Task item
Retrieve every line of the data holding the word "handleCardClick".

Content starts

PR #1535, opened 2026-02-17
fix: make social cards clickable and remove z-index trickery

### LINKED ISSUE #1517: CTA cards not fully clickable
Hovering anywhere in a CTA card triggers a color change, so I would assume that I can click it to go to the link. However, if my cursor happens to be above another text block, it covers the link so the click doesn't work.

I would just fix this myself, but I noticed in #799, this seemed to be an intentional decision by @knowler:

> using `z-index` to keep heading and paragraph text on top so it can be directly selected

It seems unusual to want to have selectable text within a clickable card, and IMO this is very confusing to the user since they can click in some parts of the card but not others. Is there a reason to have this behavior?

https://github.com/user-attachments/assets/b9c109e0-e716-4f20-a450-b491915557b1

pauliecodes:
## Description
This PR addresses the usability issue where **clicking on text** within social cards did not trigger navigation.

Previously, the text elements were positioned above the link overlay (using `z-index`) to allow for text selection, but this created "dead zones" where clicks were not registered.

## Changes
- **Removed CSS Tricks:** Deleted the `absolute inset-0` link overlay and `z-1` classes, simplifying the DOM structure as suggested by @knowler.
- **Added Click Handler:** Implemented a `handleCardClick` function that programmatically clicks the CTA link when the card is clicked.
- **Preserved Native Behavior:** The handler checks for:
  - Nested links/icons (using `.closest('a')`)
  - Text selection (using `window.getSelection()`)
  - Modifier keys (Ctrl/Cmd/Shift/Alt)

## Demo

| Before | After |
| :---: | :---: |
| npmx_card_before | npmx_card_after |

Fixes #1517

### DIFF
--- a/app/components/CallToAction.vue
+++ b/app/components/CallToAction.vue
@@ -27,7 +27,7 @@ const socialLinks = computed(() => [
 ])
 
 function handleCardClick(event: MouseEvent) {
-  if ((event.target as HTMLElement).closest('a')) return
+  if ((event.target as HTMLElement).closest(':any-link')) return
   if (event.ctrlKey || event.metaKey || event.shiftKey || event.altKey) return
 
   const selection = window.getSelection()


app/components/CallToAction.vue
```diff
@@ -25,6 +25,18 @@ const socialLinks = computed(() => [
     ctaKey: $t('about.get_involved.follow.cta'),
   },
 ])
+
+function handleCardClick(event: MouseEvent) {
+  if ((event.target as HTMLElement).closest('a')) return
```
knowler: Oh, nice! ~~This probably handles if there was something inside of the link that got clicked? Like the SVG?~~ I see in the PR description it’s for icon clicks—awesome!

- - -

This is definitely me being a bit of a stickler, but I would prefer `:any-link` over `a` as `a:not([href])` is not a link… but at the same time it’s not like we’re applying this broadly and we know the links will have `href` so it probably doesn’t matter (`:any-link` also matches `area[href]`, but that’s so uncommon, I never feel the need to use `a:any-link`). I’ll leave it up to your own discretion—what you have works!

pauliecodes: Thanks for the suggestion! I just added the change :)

Content ends
Content starts

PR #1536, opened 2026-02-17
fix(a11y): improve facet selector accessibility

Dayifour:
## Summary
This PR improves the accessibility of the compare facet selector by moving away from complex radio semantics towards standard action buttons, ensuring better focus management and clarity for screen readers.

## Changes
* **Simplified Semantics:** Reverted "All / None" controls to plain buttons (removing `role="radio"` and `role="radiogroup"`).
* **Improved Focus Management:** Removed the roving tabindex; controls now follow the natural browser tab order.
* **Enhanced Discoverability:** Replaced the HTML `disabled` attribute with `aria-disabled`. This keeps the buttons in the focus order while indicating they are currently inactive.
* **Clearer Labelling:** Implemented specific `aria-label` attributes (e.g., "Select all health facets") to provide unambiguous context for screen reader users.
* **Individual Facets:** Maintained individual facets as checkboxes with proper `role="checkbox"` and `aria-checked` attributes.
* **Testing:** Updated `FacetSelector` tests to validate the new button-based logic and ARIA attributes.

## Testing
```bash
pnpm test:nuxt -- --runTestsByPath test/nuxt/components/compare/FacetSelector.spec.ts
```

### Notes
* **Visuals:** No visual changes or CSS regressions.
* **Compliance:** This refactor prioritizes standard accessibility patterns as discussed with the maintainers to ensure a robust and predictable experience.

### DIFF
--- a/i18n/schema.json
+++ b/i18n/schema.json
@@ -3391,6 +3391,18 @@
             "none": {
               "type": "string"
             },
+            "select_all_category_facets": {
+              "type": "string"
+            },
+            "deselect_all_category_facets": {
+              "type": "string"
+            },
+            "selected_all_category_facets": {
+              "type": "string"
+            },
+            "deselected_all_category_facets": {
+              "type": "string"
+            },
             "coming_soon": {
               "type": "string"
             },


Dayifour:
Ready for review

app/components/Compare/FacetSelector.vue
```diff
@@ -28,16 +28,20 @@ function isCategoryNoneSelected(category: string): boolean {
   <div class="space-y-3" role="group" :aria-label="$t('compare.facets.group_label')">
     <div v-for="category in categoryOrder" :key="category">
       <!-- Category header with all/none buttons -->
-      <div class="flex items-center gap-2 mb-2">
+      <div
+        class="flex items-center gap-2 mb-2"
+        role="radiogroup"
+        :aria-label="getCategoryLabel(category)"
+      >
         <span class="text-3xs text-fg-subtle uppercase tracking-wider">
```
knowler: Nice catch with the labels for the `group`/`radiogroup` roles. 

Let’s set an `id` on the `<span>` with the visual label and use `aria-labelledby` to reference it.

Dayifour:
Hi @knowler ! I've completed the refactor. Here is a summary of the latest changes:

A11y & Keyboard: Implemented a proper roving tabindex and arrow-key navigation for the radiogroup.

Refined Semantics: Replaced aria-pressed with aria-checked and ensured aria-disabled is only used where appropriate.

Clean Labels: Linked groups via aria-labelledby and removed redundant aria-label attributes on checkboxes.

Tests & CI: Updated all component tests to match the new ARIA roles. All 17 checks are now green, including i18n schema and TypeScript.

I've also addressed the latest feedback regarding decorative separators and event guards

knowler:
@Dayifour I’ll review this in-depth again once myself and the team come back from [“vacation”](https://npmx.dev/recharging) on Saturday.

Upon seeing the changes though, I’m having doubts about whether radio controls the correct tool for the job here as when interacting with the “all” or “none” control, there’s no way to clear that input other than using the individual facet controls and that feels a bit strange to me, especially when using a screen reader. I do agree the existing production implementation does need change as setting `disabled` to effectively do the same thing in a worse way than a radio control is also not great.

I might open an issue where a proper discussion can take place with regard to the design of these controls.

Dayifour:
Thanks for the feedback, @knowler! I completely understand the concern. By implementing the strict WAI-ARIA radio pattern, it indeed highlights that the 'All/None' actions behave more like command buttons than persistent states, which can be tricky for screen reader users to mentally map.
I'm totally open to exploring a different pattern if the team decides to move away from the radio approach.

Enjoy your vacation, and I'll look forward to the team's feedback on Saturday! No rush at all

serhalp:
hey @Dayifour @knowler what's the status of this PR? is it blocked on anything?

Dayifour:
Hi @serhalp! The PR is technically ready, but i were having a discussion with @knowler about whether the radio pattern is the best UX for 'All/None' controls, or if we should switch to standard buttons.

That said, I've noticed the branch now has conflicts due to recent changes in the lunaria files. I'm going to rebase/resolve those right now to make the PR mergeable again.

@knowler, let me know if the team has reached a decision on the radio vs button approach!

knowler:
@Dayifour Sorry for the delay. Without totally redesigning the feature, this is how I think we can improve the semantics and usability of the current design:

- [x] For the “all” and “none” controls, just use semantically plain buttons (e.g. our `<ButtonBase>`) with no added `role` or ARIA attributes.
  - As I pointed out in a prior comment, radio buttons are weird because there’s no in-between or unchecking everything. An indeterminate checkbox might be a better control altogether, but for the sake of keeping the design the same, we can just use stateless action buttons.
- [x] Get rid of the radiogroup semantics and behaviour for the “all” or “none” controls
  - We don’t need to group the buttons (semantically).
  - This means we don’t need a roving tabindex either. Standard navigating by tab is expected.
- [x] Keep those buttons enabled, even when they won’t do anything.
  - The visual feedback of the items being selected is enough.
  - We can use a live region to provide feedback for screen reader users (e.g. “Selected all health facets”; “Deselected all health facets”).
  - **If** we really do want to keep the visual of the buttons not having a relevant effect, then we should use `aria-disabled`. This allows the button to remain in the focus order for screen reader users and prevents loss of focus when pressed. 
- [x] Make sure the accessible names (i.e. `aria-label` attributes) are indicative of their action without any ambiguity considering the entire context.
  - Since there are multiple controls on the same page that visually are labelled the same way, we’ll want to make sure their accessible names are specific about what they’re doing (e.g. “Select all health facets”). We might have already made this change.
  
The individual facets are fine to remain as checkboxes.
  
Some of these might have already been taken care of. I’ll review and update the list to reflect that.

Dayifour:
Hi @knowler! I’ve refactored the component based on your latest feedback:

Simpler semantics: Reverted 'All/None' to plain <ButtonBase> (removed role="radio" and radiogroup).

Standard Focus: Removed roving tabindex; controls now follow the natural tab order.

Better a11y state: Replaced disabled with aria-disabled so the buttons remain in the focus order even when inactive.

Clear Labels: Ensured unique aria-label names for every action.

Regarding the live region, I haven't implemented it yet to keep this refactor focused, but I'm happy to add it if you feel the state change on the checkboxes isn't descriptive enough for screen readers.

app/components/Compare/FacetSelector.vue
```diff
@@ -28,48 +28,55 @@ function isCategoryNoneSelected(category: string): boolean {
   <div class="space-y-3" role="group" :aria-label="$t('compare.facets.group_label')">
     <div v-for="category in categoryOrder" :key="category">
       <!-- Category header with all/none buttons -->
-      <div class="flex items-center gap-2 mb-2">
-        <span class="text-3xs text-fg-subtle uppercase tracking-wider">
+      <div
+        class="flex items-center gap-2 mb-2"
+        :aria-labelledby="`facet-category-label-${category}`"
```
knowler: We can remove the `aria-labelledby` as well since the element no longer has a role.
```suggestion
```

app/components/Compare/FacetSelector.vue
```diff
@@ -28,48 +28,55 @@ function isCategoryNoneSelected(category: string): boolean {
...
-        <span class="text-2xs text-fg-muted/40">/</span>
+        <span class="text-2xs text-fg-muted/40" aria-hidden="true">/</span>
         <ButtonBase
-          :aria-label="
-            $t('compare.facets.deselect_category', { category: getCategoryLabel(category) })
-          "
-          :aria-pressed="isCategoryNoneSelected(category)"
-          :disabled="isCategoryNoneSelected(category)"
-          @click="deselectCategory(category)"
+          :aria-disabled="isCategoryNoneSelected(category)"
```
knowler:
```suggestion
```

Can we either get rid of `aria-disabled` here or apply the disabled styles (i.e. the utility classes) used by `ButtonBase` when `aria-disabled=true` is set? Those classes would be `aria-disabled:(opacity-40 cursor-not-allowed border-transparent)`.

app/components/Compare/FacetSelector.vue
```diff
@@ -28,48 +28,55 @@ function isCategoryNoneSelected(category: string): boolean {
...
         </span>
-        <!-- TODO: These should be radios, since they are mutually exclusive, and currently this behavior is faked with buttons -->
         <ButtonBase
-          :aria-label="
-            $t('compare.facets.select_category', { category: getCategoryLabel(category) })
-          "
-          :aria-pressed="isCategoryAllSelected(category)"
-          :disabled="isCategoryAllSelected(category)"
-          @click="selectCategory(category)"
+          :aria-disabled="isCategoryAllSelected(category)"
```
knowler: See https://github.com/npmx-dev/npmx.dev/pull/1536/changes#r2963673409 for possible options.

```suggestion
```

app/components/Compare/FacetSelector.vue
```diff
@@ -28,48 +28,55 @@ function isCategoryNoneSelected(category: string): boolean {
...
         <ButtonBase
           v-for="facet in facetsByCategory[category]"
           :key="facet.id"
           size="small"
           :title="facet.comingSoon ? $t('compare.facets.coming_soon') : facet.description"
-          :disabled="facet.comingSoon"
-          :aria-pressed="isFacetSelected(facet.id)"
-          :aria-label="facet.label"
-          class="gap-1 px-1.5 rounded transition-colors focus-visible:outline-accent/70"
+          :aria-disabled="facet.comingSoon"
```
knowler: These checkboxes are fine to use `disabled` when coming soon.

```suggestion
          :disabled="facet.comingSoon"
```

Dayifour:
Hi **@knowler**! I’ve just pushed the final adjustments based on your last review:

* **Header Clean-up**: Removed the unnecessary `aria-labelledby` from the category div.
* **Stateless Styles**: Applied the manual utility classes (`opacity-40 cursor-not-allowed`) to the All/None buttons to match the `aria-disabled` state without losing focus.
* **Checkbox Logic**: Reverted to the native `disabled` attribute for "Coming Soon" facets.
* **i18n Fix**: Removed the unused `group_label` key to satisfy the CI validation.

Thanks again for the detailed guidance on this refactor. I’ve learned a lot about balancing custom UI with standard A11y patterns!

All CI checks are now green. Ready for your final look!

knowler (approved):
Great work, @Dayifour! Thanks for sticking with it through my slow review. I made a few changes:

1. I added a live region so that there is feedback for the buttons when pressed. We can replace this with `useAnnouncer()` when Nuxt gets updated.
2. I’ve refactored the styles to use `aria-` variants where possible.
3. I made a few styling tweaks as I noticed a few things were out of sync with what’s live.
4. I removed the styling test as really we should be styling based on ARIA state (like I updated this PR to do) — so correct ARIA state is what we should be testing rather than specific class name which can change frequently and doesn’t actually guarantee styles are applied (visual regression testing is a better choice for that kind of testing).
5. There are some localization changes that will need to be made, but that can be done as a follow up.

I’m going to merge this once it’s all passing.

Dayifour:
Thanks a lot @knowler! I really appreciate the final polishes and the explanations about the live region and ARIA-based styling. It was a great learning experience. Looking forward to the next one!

Content ends

Exercise response
- **Added Click Handler:** Implemented a `handleCardClick` function that programmatically clicks the CTA link when the card is clicked.
 function handleCardClick(event: MouseEvent) {
+function handleCardClick(event: MouseEvent) {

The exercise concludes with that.